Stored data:
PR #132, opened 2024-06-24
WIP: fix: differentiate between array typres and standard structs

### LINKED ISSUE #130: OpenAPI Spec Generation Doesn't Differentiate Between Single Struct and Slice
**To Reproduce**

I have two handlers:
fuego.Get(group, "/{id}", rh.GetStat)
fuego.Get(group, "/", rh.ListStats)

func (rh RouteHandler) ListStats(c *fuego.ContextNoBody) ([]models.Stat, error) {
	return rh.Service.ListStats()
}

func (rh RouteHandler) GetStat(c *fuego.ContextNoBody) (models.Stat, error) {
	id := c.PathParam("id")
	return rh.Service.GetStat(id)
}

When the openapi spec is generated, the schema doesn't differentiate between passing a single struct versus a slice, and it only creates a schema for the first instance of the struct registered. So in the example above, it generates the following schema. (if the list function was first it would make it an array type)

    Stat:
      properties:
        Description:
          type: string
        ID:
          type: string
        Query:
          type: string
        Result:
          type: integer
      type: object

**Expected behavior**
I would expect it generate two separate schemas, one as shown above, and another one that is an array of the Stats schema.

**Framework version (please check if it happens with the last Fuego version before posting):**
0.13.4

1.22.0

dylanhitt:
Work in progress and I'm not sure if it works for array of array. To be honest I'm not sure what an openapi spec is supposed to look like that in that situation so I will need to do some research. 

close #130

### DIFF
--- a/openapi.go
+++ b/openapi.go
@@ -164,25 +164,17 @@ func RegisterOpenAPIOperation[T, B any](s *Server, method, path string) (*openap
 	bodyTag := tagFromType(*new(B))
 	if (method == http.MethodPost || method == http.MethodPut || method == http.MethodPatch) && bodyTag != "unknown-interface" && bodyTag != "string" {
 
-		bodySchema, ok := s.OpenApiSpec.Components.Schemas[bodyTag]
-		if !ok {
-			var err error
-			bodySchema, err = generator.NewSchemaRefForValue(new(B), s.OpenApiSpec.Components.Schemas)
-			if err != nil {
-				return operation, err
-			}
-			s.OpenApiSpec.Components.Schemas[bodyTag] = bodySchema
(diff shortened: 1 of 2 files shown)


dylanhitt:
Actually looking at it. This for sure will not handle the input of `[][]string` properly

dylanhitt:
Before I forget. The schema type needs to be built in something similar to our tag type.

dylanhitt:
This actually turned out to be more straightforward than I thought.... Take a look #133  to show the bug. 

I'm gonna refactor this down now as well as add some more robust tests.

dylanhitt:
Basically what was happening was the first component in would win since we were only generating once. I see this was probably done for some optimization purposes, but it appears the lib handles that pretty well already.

# To do
Please repeat each line from the one with "I'm gonna refactor" through the last line of the data above, and add nothing.

# Output for this task
I'm gonna refactor this down now as well as add some more robust tests.

dylanhitt:
Basically what was happening was the first component in would win since we were only generating once. I see this was probably done for some optimization purposes, but it appears the lib handles that pretty well already.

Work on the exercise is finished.